◆ Work task ◆
Please give back an exact reproduction of the lines from the one with "(diff shortened: 1 of 1 files shown)" through the end of the entries below, and no others.

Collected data
PR #9110, opened 2023-04-09
Optimize hoppers by not trying to merge full items.

DungeonDev:
This can skip many very expensive call to ItemStack.tagMatches. Makes canMergeItems return false for merging into ItemStacks that are already full.

Noticed this due to a stray item going into a double chest otherwise filled with shulkers of NBT-heavy items, which made the hopper pushing items into that chest start creating a noticeable amount of tick ms usage by itself. In testing on my local machine I've been able to make 6 hoppers and double chest cause about 50ms of tick usage by just tagMatches using shulkers of written bocks.

I don't think there is any reason at all to try and merge into items that are already full (please do tell if there is), the original code checks if the item being merged into is greater then its maximum stack size, which makes me believe it might be a logical error from Mojang, using a greater then instead of equal or greater then?

### DIFF
--- a/patches/server/0963-Optimize-Hoppers.patch
+++ b/patches/server/0963-Optimize-Hoppers.patch
@@ -68,7 +68,7 @@ index 585d1d1f4b1b212295da36e31ae2670b0d2b06c3..1b248db497500aa6bd346b306dcb908a
          }
  
 diff --git a/src/main/java/net/minecraft/world/level/block/entity/HopperBlockEntity.java b/src/main/java/net/minecraft/world/level/block/entity/HopperBlockEntity.java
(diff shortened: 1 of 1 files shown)


kennytv (approved):

Machine-Maker (approved):
Looks good to me. Should the patch really re-work the logic chain there instead of just changing that one operator to >=? I feel like it makes the diff more confusing.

◆ Result ◆
(diff shortened: 1 of 1 files shown)


kennytv (approved):

Machine-Maker (approved):
Looks good to me. Should the patch really re-work the logic chain there instead of just changing that one operator to >=? I feel like it makes the diff more confusing.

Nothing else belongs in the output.